# Assignment
Repeat each line of the material exactly.

# Provided data
PR #417, opened 2016-06-14
Size the cluster node to r3.xlarge from r3.2xlarge

richard-still-ft:


templates/cluster.json
```diff
@@ -1,5 +1,31 @@
 {
   "AWSTemplateFormatVersion": "2010-09-09",
+  "Parameters": {
+		  "dataNodeInstanceType": {
+        "Type": "String",
```
matthew-andrews: ur indention is rubbish

matthew-andrews:
🚢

# Response
PR #417, opened 2016-06-14
Size the cluster node to r3.xlarge from r3.2xlarge

richard-still-ft:


templates/cluster.json
```diff
@@ -1,5 +1,31 @@
 {
   "AWSTemplateFormatVersion": "2010-09-09",
+  "Parameters": {
+		  "dataNodeInstanceType": {
+        "Type": "String",
```
matthew-andrews: ur indention is rubbish

matthew-andrews:
🚢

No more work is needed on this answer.